En tant qu’acte, le risque donne prise au hasard. Nous le voudrions volontaire alors qu’il s’origine dans l’obscurité, l’invérifiable, l’incertain. J’interroge le risque ici dans ce qui ne permet ni son évaluation, ni son élimination, sous l’horizon du : ne pas mourir. Comment imaginer que la certitude de notre fin pourrait n’avoir, en retour, sur notre existence, aucun effet ? Du bord le plus lointain de cette certitude, nous savons qu’un jour tout ce que nous avons aimé, espéré, réalisé, sera effacé. Et si ne pas mourir de notre vivant était le premier de tous les risques, qui se réfractait dans la proximité humaine de la naissance et de la mort ?

Le risque est un kairos, au sens grec de l’instant décisif.

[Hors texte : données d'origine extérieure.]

Issue #2034, opened 2026-05-05
Timeout does not cancel blocked Java extraction


MrAlias:
## Summary

The route harvester wraps Java route extraction in a goroutine and returns on timeout, but it does not cancel the underlying extraction work. A blocked Java attach can therefore continue running after timeout and accumulate leaked goroutines or related resources.

## Impact

Repeated timeouts against problematic Java processes can degrade or exhaust the OBI agent. The impact is local availability only, so `low` severity is appropriate.

## Environment

- First identified in: b523ed4a9074500e0b70be96fb90b4cee9d05cac
- Reviewed against current `main` commit: d51a98d730f950b8d759a8e592669db13d2e4843

## Evidence

- `pkg/internal/transform/route/harvest/harvester.go` starts extraction in a goroutine and returns on `ctx.Done()`.
- The goroutine still calls `javaExtractRoutes(fileInfo.Pid)` with no cancellation path.

## Steps to reproduce

1. From the repository root on `main`, add `pkg/internal/transform/route/harvest/leak_poc_test.go` with this exact test:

Et ce qu’il détermine n’est pas seulement l’avenir, mais aussi le passé, en arrière de notre horizon d’attente, dans lequel il révèle une réserve insoupçonnée de liberté. Comment nommer ce qui, en décidant de l’avenir, réanime de fait le passé, l’empêchant de se fixer ? Car le risque appartient à une famille acoustique, à cette sorte d’effet (larsen) qui fait revenir le son vers celui qui l’émet. Lorsqu’il s’entend en retour, il provoque une sorte d’intelligence secrète qui seule, peut-être, est à même de désarmer la répétition. Loin d’être un pur « en avant » tourné vers l’avenir, il engage avec le temps et la mémoire une inversion des priorités, par une sorte de révolte, de rupture très douce et continuelle. L’instant de la décision, celui où le risque est pris, inaugure un temps autre, comme le traumatisme. Mais un trauma positif. Ce serait, miraculeusement, le contraire de la névrose dont la marque de fabrique est de prendre aux rets l’avenir de telle sorte qu’il façonne notre présent selon la matrice des expériences passées, ne laissant aucune place à l’effraction de l’inédit, au déplacement, même infime, qu’ouvre une ligne d’horizon. L’effet retour du risque en serait l’exact contraire, oui, ce serait à partir de l’avenir un rewind qui démantèlerait en quelque sorte la réserve de fatalité incluse dans tout passé, ouvrant une possibilité d’être au présent – ce qu’on appelle une ligne de risque.